Look through the material below for "stated". Copy every line that contains it.

Records supplied:
╔══

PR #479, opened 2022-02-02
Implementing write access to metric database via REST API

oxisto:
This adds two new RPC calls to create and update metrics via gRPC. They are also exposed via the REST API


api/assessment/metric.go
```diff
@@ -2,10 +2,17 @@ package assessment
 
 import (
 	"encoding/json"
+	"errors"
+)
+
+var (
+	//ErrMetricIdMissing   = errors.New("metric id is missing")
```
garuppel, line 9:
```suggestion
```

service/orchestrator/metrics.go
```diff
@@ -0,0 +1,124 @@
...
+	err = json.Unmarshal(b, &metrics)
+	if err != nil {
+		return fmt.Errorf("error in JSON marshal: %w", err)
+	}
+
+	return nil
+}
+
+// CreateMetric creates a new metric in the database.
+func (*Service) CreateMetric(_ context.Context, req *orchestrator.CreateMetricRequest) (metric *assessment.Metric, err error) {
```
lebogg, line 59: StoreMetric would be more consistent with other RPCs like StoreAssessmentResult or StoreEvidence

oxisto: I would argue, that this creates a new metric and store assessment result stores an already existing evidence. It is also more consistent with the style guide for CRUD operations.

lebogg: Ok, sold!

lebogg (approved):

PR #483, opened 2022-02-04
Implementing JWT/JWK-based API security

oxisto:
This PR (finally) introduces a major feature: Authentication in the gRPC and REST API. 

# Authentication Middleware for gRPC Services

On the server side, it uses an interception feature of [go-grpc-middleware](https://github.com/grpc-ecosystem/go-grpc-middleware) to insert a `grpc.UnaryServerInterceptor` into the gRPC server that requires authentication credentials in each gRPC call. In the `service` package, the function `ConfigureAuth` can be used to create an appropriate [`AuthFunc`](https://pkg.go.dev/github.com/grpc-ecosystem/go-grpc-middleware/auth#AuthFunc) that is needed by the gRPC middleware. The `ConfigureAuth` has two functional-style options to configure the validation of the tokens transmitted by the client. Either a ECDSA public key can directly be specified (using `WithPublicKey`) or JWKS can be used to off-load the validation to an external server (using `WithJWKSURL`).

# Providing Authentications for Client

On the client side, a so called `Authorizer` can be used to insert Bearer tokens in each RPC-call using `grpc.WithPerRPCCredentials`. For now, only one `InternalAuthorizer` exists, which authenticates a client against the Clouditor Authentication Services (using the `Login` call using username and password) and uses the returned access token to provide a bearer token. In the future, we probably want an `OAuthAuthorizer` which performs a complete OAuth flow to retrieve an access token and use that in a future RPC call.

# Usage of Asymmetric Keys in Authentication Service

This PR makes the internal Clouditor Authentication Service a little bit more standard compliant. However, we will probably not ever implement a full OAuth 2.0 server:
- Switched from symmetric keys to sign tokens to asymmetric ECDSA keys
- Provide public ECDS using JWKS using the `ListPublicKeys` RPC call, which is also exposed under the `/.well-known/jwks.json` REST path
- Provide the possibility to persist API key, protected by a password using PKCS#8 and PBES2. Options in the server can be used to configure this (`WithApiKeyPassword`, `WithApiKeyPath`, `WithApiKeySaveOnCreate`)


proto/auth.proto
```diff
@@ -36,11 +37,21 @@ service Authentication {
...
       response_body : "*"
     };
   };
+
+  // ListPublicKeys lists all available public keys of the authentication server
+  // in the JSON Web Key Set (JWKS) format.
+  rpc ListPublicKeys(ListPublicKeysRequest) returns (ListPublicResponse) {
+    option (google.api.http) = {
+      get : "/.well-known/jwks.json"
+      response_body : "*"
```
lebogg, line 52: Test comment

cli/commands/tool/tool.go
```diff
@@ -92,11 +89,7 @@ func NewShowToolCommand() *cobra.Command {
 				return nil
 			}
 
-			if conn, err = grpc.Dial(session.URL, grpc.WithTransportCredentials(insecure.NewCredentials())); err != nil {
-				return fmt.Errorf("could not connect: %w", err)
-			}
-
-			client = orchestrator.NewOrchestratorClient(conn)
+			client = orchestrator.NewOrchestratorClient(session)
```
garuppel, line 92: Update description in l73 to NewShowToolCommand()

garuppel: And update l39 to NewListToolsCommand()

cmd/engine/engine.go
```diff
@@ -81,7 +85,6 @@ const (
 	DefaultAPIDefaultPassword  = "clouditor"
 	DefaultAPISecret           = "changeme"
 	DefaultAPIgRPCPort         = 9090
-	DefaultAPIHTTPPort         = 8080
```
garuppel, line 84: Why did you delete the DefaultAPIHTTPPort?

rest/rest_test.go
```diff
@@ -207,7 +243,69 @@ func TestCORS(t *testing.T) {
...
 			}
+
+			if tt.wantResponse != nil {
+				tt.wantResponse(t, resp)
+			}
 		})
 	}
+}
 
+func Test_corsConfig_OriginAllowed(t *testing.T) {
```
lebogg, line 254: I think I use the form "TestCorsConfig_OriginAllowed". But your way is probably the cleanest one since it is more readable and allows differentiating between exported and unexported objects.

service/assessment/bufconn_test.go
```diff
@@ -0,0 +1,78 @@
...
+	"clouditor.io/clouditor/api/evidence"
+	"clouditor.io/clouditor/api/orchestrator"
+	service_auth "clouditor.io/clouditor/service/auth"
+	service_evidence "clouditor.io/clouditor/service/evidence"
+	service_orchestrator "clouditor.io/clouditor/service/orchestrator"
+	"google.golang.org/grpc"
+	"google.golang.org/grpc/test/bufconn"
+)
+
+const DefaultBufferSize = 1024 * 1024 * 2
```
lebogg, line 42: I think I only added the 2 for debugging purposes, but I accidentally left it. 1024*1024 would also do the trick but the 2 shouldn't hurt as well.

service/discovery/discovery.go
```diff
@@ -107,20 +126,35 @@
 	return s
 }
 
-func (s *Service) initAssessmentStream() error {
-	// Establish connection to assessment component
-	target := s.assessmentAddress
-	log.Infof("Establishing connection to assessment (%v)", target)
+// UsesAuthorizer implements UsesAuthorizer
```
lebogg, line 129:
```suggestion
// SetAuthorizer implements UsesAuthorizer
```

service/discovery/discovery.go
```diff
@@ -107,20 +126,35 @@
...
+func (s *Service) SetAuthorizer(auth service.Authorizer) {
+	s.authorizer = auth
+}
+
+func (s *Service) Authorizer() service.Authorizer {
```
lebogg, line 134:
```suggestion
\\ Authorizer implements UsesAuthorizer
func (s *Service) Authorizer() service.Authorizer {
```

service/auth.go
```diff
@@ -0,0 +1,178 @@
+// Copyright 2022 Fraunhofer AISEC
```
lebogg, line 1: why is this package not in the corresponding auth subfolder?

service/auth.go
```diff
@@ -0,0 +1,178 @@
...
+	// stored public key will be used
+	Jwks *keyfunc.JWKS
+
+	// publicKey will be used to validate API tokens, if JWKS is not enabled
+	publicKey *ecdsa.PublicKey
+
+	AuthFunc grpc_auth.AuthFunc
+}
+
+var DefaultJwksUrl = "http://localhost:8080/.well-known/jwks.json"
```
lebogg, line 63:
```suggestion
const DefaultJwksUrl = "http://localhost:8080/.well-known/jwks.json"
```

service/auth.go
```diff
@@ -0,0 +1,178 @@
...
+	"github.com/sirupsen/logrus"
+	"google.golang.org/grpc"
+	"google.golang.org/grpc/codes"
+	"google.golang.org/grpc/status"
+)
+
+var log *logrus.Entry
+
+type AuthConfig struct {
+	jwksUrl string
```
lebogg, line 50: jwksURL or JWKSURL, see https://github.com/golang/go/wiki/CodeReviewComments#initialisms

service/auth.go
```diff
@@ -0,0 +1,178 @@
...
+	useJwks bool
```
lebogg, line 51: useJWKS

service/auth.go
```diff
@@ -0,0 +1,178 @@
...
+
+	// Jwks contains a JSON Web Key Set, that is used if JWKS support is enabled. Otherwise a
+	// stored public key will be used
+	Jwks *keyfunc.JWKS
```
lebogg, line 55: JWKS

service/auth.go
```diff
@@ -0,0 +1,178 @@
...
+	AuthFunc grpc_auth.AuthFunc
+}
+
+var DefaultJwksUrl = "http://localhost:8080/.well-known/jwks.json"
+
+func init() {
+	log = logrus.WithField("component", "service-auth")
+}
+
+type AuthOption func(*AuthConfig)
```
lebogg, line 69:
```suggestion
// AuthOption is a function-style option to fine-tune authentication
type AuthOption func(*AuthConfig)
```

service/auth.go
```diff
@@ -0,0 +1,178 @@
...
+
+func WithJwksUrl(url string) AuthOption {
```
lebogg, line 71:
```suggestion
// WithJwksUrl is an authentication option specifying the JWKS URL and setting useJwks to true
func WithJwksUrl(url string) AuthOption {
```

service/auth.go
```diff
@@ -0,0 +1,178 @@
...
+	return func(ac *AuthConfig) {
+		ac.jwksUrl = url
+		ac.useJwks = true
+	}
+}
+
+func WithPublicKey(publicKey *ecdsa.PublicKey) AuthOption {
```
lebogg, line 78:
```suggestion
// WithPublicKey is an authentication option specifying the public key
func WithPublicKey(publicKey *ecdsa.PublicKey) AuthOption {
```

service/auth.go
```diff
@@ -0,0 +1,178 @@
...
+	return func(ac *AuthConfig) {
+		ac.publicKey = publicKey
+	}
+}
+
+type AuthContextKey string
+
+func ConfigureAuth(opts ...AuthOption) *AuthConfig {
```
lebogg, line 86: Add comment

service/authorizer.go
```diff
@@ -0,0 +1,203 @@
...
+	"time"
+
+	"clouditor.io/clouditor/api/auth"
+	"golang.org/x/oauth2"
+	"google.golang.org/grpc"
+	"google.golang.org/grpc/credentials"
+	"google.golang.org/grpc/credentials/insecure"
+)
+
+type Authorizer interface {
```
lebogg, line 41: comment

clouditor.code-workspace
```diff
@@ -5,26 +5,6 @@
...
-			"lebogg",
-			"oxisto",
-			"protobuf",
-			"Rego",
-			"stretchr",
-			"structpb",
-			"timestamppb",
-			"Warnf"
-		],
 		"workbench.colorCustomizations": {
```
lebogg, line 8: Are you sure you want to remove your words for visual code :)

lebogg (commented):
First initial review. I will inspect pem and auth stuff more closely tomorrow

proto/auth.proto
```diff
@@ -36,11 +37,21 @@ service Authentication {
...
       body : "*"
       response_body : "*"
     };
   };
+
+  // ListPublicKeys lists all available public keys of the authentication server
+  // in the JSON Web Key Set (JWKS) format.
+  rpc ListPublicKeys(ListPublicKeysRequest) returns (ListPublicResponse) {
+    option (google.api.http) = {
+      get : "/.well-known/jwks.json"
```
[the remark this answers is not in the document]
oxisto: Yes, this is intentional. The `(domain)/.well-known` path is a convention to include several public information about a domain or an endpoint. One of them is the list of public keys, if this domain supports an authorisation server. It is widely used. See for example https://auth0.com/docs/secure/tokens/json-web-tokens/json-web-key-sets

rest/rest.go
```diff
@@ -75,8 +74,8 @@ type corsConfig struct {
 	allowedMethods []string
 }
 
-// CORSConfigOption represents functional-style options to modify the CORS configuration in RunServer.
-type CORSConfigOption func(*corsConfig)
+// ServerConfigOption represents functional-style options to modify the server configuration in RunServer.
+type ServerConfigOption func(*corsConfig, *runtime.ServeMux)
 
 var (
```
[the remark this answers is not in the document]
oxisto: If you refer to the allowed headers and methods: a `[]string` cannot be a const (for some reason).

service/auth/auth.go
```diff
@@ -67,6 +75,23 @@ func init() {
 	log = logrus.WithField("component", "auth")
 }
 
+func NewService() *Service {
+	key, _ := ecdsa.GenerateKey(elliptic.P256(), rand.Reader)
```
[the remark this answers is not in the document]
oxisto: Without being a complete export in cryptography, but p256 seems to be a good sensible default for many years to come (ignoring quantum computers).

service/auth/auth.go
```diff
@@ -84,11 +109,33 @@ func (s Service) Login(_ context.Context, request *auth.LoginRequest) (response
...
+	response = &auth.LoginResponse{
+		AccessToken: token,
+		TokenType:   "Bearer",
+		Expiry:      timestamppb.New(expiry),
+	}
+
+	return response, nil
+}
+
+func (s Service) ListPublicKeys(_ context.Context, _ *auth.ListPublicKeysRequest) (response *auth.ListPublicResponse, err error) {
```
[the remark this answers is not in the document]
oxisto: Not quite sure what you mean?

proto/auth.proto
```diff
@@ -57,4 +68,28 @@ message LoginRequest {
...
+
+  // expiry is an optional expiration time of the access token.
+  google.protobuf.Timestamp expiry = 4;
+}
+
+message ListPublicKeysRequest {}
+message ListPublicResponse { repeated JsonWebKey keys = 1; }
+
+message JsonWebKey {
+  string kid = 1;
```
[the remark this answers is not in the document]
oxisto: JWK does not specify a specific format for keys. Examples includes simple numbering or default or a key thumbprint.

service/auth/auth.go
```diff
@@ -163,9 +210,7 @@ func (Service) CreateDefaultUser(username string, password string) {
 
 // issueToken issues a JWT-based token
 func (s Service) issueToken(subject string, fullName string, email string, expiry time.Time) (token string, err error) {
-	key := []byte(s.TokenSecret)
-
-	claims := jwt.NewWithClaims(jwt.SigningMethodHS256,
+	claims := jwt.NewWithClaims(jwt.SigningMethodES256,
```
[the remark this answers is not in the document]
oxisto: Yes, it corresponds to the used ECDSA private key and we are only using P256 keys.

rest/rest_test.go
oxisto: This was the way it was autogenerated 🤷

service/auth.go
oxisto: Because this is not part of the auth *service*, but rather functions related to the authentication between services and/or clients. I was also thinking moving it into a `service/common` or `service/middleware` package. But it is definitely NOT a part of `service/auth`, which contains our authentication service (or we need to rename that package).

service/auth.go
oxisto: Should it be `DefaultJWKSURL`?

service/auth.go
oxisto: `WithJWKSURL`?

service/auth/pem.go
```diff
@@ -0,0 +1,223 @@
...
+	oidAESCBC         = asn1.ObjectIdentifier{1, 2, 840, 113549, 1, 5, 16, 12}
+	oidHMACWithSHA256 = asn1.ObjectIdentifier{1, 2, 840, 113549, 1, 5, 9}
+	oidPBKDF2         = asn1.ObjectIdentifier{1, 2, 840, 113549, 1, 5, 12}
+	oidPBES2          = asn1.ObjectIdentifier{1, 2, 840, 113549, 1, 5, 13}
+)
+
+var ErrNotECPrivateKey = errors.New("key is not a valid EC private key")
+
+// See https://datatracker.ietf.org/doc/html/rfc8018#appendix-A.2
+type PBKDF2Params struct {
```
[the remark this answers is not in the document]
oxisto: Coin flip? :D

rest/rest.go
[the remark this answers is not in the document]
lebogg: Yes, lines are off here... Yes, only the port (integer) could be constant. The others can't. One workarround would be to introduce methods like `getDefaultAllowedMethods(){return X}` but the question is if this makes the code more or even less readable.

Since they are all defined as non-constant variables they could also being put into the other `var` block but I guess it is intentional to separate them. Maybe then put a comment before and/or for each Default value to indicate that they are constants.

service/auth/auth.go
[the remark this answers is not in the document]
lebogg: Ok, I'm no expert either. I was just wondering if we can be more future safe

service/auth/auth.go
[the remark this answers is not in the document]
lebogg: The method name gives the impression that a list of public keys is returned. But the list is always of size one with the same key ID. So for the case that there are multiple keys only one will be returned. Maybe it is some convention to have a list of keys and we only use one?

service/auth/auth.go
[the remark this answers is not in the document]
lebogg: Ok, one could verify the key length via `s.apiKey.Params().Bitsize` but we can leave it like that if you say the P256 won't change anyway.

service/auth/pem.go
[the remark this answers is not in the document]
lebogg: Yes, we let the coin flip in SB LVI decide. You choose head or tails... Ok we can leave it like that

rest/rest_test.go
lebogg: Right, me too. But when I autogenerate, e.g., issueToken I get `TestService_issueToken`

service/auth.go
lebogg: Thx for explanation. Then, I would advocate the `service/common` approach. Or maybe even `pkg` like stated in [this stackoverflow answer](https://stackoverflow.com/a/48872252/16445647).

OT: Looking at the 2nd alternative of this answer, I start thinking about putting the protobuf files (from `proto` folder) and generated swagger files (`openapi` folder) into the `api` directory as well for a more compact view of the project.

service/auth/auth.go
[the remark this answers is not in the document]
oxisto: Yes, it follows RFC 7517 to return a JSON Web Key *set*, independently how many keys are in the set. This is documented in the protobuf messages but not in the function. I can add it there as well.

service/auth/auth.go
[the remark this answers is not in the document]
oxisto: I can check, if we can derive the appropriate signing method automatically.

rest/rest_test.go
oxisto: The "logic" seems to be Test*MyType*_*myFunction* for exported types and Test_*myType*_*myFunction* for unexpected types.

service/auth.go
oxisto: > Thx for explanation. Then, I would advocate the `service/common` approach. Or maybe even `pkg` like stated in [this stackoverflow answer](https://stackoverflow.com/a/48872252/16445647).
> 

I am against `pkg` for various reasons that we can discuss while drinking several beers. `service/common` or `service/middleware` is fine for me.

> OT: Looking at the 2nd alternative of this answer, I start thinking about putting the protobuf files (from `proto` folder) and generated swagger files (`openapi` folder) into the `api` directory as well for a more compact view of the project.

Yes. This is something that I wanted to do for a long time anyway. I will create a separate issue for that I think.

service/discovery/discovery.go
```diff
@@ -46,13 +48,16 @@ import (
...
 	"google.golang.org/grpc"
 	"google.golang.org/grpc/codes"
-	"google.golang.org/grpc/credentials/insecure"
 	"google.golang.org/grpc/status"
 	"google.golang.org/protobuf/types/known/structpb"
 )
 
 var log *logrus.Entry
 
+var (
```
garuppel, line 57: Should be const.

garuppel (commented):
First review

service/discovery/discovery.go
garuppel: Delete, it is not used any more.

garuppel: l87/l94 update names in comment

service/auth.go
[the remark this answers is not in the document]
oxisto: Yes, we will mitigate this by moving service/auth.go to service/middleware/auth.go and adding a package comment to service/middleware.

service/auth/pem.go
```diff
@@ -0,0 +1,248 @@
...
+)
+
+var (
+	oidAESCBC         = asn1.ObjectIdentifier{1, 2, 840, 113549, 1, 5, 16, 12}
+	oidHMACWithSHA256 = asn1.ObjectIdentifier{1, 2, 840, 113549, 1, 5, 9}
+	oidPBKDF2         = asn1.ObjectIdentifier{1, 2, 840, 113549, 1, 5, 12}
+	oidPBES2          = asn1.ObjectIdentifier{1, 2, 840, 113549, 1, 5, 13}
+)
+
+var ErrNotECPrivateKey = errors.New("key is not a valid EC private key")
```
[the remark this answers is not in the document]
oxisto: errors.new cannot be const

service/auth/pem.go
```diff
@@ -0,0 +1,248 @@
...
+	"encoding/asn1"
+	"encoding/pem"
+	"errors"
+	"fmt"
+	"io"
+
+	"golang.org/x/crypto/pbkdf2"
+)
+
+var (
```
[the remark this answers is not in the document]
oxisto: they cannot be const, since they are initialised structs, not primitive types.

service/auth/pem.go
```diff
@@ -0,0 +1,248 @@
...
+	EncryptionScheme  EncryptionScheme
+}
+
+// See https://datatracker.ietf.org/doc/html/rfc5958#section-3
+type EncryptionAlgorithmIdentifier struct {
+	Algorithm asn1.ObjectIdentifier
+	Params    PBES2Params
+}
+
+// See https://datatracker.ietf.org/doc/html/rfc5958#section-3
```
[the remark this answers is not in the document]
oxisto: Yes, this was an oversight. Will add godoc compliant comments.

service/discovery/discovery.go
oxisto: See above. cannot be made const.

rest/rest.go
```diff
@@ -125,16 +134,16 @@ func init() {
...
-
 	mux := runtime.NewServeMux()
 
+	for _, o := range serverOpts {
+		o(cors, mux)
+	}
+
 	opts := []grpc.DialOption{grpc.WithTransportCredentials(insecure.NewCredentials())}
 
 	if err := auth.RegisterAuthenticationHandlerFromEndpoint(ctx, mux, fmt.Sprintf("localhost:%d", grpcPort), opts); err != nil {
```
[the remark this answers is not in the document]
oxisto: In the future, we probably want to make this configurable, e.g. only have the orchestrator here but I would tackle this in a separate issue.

╚══

Response:
lebogg: Thx for explanation. Then, I would advocate the `service/common` approach. Or maybe even `pkg` like stated in [this stackoverflow answer](https://stackoverflow.com/a/48872252/16445647).
oxisto: > Thx for explanation. Then, I would advocate the `service/common` approach. Or maybe even `pkg` like stated in [this stackoverflow answer](https://stackoverflow.com/a/48872252/16445647).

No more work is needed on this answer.